Иногда его беспокоила язвительность современников, например, пасквиль на французском языке, который вместе с ним получили вскоре после начала революционных событий 1848 года и многие его знакомые. Автор под псевдонимом Луи Колардо, вспоминая давнишнее наказание сочинителя первого философического письма, объявлял себя врачом-психиатром, недавно приехавшим из Парижа, переполненного сейчас всевозможными безумцами. В Москве он не мог не обратить внимание на чрезвычайно занимательного субъекта, чье сумасшествие давно и хорошо известно. Оно состоит в том, что «г. Чаадаев, будучи пустым и ничтожным человеком, себя воображает гением». Луи Колардо предлагал Петру Яковлевичу безвозмездно свои медицинские услуги и просил их принять как большое одолжение для него самого, ибо совершенное исцеление столь любопытного больного навсегда упрочит его репутацию. Тогда он сможет надеяться на место врача у графа Мамонова, одного из самых родовитых и богатых людей в России, долгие годы страдающего неизлечимым расстройством ума. В письмах, направленных другим лицам, пасквилянт излагал то же содержание, прося их похлопотать, чтобы господин Чаадаев согласился у него лечиться.

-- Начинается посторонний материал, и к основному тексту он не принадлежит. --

PR #766, opened 2019-07-01
chore(lint): add linting

sarahdayan:
**Summary**

This PR adds formatting and linting to the project:

- Prettier and ESLint (with the [Algolia configuration](https://github.com/algolia/eslint-config-algolia))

Весьма своеобразно помнил о «телескопской» истории и шеф жандармов Алексей Федорович Орлов, по словам Жихарева, любивший Петра Яковлевича за независимость характера и беседовавший с ним без церемоний официальности, откровенно и доверительно. При их встречах в Москве Орлов спрашивал полушутя Чаадаева, зачем тот связался с римским папой. А друг покойного Михаила Федоровича не мог отказать себе в удовольствии поперечить и «ошеломить» здравствующего и высокопоставленного брата. Однажды, когда арестованный после дрезденского возмущения и выданный австрийским правительством русскому М. А. Бакунин содержался в Петропавловской крепости, начальник III отделения во время одного из приездов двора в древнюю столицу спросил «басманного философа»: «Не знавал ли ты Бакунина?» Чаадаев ответил: «Бакунин жил у нас в доме и мой воспитанник». — «Нечего сказать, хорош у тебя воспитанник, — сказал граф Орлов, — и делу же ты его выучил».
С приведенным рассказом Жихарева констрастирует другой, где он показывает, как Петр Яковлевич чувствовал ситуации, в которых можно или нельзя раздражать сильных мира сего. В 1851 году за границей вышла брошюра Герцена «О развитии революционных идей в России», посвященная М. А. Бакунину. Разочаровавшись в неудачах европейских революций, принесших лишь новые плоды скучного буржуазного педантизма и «безукоризненной пошлости поведения», автор брошюры, по-своему понимая свойственные русскому народу общинные и артельные начала, возлагает особые надежды в деле грядущих общественных преобразований на Россию, которой, по его мнению, свойственны «свежесть молодости и природное тяготение к социалистическим установлениям». Прочерчивая исторические и современные линии, подводящие к таким преобразованиям, Герцен говорит и о Чаадаеве, не соглашаясь, правда, с западно-католическим решением вопроса о будущем России в его первом философическом письме. Значение этого письма он видит в протесте против мешающих прогрессу личности и общества традиций и учреждений, в «лиризме сурового негодования, которое потрясает душу и надолго ее оставляет под тягостным впечатлением». Подобный «лиризм» определяет для Герцена и главное значение творчества Гоголя (хотя в нем же он находит надежду на возрождение), являющегося для него «криком ужаса и стыда», «полным курсом патологической анатомии», «историей болезни» социальной жизни России.
В истолковании автора брошюры и Чаадаев и Гоголь получили видное место в истории русского освободительного движения, что не могло быть не замеченным начальником III отделения, внимательно следившим за деятельностью Герцена. Когда в сентябре 1850 года русский консул в Ницце познакомил Герцена с повелением Николая I о немедленном возвращении на родину, тот отказался его исполнить, о чем и написал А. Ф. Орлову. Последний, получив отказ и препроводив его к царю, высказал свое мнение: «Не прикажете ли поступить с сим дерзким преступником по всей строгости существующих законов?» Согласие было дано, и Петербургский надворный уголовный суд вынес решение признать Герцена «за вечного изгнанника из пределов Российского государства».
О выходе «Развития революционных идей в России» Чаадаев узнал впервые именно от начальника III отделения, оказавшегося в Москве проездом и по обыкновению навестившего его. В разговоре с Петром Яковлевичем Орлов заметил: «В книге из живых никто по имени не назван, кроме тебя… и Гоголя, потому, должно быть, что к вам обоим ничего прибавить и от вас обоих ничего убавить, видно, уж нельзя».